Дезинфиципующие мероприятия считаются эффективными, если в пробах не определяются бактерии группы кишечной палочки, условно патогенные микробы, золотистые стафилококки.

 

Большое значение в практической медицине имеет антисептика (комплекс лечебно-профилактических мероприятий, направленных на уничтожение микроорганизмов в ране или в организме в целом). Еще в 1865 г. М. И. Пирогов подчеркивал необходимость уничтожения источника госпитальной инфекции и применял для борьбы с нагноением ран хлорную воду, нитрат серебра, йод и другие антисептические вещества. В 1867 р, Д. Листер как антисептическое средство широко применяло фенол.

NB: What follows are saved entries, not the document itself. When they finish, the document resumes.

PR #122, opened 2026-06-14
fix(parsers/php,ruby): keep both same-name defs from conditional/guarded branches

gadievron:
Companion to #121 (the C/C++ same-`(file,name)` collision fix). A blind independent re-derivation + an adversarial judge — both running the real `php`/`ruby`/`node` interpreters — established that of the non-C parsers, **only PHP and Ruby** have a *harmful* same-name collision; JS and Python do not (JS keeps the last-wins copy / skips conditional defs; Python already keeps both via a `#L<line>` suffix). This PR fixes PHP and Ruby; it deliberately does **not** touch JS/Python.

## The bug (PHP + Ruby)

A PHP `function`/Ruby `def` in a **mutually-exclusive conditional branch** is runtime-reachable depending on the environment, and the **earlier-in-source branch is often the live one**:

```php
if (!function_exists('h')) { function h(){ return real(); } }      // runs when h is undefined
if (!function_exists('h')) { function h(){ return fallback(); } }  // skipped
```
```ruby
if COND then def k; if_branch; end else def k; else_branch; end end
```

Both extractors keyed on `qualified_name` with a plain keep-last store, so the **later (often dead) branch silently overwrote the earlier (often live) one** — a false negative for a SAST tool. Confirmed: `php` prints `real()` / `ruby` runs `if_branch`, but the extractor kept the other branch.

## The fix — keep BOTH (not prefer-first/larger)

Which branch is live is environment-dependent, so neither is statically dead. The fix keeps **both** via a deterministic `#L<line>` suffix (earlier-in-source keeps the clean id) — the exact `_store_function` strategy the **Python** extractor already uses, which is precisely why Python was found immune. Ported into the PHP (`:558`, `:600`) and Ruby (`:549`, `:613`) store sites.

- **Collision-only:** a unique name keeps its byte-identical `path:name` id (pinned by a `test_unique_name_id_unchanged` per language).
- **PHP:** plain redefinition is a fatal error, so the only same-name duplicates are conditional/guarded — keep-both is purely beneficial there.
- **Ruby:** unconditional reopening is last-wins at runtime; keeping both there is the same benign tradeoff Python accepts (Stage 2 attacker-simulation filters dead overrides).

## Tests

New: `tests/parsers/php/test_php_conditional_collision.py`, `tests/parsers/ruby/test_ruby_conditional_collision.py`.

```
$ pytest tests/parsers/php/ tests/parsers/ruby/ -q
83 passed
```
Full repo suite: 606 passed, 22 skipped.

### DIFF
--- a/libs/openant-core/parsers/php/function_extractor.py
+++ b/libs/openant-core/parsers/php/function_extractor.py
@@ -482,7 +482,7 @@ class FunctionExtractor:
             'unit_type': unit_type,
         }
 
-        self.functions[func_id] = func_data
+        self._store_function(func_id, func_data)
         self.stats['total_functions'] += 1
 
         if class_name:
@@ -524,7 +524,7 @@ class FunctionExtractor:
 
         func_id = f"{relative_path}:{qualified_name}"
 
-        self.functions[func_id] = {
+        self._store_function(func_id, {
             'name': name,
             'qualified_name': qualified_name,
             'file_path': relative_path,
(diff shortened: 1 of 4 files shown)


gadievron:

Base retargeted staging→master. PHP+Ruby tests green (47).

gadievron:

PR #124, opened 2026-06-14
fix(parsers/js): extract module-level block-scoped functions

gadievron:
## What
Extract module-level block-scoped function declarations (inside `if`/`try`/`for`/`switch`/bare blocks), which the JS/TS analyzer silently dropped.

## Root cause
`extractFunctionsFromFile` and `buildCallGraphForFile` both enumerated functions via `sourceFile.getFunctions()` — which returns only top-level declarations. A function declared inside any block was therefore absent from BOTH the function inventory AND the call graph (`typescript_analyzer.js:231` / `:1253`). The resolver's standalone-function strategy had the same blind spot (`:1588`). For a SAST tool this is a recall gap: a function gated behind `if (process.env.X) {...}` or defined in a `catch` fallback is never a unit, never a reachability node, never an entry point — so it is never analyzed, and its call to (e.g.) `eval`/`child_process.exec` is invisible.

## Reproduction
```
$ printf 'if (c) { function vuln(){ return eval(x); } }\nfunction top(){}' > /tmp/r/a.js
$ node typescript_analyzer.js /tmp/r /tmp/r/a.js | jq '.functions | keys'
["a.js:top"]            # vuln dropped
```

## How
- New `_moduleLevelFunctionNodes` / `_moduleLevelFunctionEntries`: descend the AST for `FunctionDeclaration`s and keep those with NO function-like ancestor — surfacing module-level block-scoped functions while omitting functions nested inside another function/method (their text already rides inside the parent unit) and inside a class `static {}` block (block-scoped to the initializer, callable nowhere).
- The inventory builder, the call-graph builder, and the resolver all iterate this one list, so their keys match exactly — a block function gets its real outgoing edges (not a backstop `[]`) and its incoming calls resolve, so it is reachable.
- Sibling-block same-name functions (`if(c){function f(){A}}else{function f(){B}}`) are both runtime-reachable, so keep BOTH via a colon-free `#L<line>` suffix; collision-only, so unique names keep the byte-identical `path:name` id.

Scope: deliberately NOT touched — functions nested inside another function/method (text rides in the parent), `static {}`-block functions (uncallable), arrow/function-expression assignments inside blocks (separate variable-declaration extraction path; follow-up), classes-in-blocks (follow-up). The resolver's constructor-pattern and cross-file-import strategies stay top-level (a block-scoped function can't be exported/imported).

## Regression test
`tests/parsers/javascript/test_block_scoped_functions.py` — 8 block shapes surfaced with real edges; incoming-edge resolution; sibling-block keep-both; static-block and nested-in-function omitted; the `len(callGraph) == len(functions)` invariant; unique-name id unchanged.

RED (before fix):
```
9 failed  (the 8 block shapes + sibling keep-both)
```
GREEN (after fix):
```
$ pytest tests/parsers/javascript/test_block_scoped_functions.py -q
14 passed
$ pytest tests/parsers/javascript/ -q
66 passed
```
Full repo suite: 615 passed, 22 skipped. express smoke: 7 files, callGraph keys == functions keys, 0 inflation (no block collisions in idiomatic code).

## Compatibility
No id change for code without block-scoped functions: `getDescendantsOfKind` returns top-level declarations in the same document order as `getFunctions()`, so last-writer-wins resolves identically (verified — express output unchanged). New units are additive; the call-graph/inventory key invariant is preserved.

Note: `tests/parsers/javascript/test_callgraph_symmetry.py` does not yet exist at the canonical path (a pre-existing repo-wide gap); this PR's regression test asserts the functions↔callGraph key invariant inline as `test_invariant_callgraph_keys_equal_functions_keys`.

### DIFF
--- a/libs/openant-core/parsers/javascript/typescript_analyzer.js
+++ b/libs/openant-core/parsers/javascript/typescript_analyzer.js
@@ -219,6 +219,68 @@ class TypeScriptAnalyzer {
   /**
    * Extract all functions/methods from a source file
    */
+  // Module-level FunctionDeclarations: top-level OR nested only inside blocks /
+  // control-flow statements (if/else, try/catch, for/while, switch, bare {}) —
+  // NOT inside another function/method/accessor (their text already rides inside
+  // the parent unit) and NOT inside a class `static {}` block (block-scoped to
+  // the initializer, callable nowhere). `getFunctions()` returned only top-level
+  // declarations, so block-scoped functions were silently dropped from both the
+  // inventory and the call graph. Returns [{node, id}] with COLLISION-ONLY
+  // `#L<line>` disambiguation (sibling-block same-name functions are both
+  // runtime-reachable, so keep both; unique names keep the plain `path:name`
+  // id). Both the inventory and call-graph builders iterate this same list so
+  // their keys match exactly (the `len(callGraph) === len(functions)` lockstep).
+  // The named FunctionDeclaration nodes that are module-level (top-level OR only
+  // block-nested), excluding function-nested and static-block-scoped ones. Used
+  // by the inventory builder, the call-graph builder, AND the resolver — all
+  // three must see the same set so a block function is a unit, has its own
+  // edges, and is resolvable as a call target.
+  _moduleLevelFunctionNodes(sourceFile) {
+    const STOP = new Set([
+      ts.SyntaxKind.FunctionDeclaration,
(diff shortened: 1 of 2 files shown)


gadievron:

Base retargeted staging→master. Independent of Wave 1 (clean rebase). JS tests run in CI (no node_modules locally).

gadievron:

Учение об антисептике сыграло позитивную роль в развитии хирургии. Практическое применение микробиологии в хирургии привело к уменьшению количеству послеоперационных осложнений, гангренозных процессов и в значительной мере обусловило снижение смертности в хирургических  отделениях.

В 1897 г. E. Бергман внедрил в практику хирургии асептику — систему мероприятий, направленных на предотвращение попадания в рану микроорганизмов. Для этого используют стерилизацию хирургического инструментария и шовного материала, обработку рук хирурга перед операцией, поверхности кожи в участке операционного поля, а также дезинфекцию воздуха и предметов операционной.

 

Запомните:

Стерилизация – полное уничтожение вегетативных и споровых форм всех микроорганизмов на определенных предметах, материалах, питательных средах.

Дезинфекция – совокупность физических, химических и механических способов уничтожения вегетативных и споровых форм патогенных и условно патогенных микроорганизмов.

Антисептика – комплекс лечебно-профилактических мероприятий, направленных на уничтожение или притеснение роста микробов в ране, на поверхности кожи или слизевых оболочек.

Асептика – система профилактических мероприятий, направленных против проникновения микробов в рану, ткани, органы больного.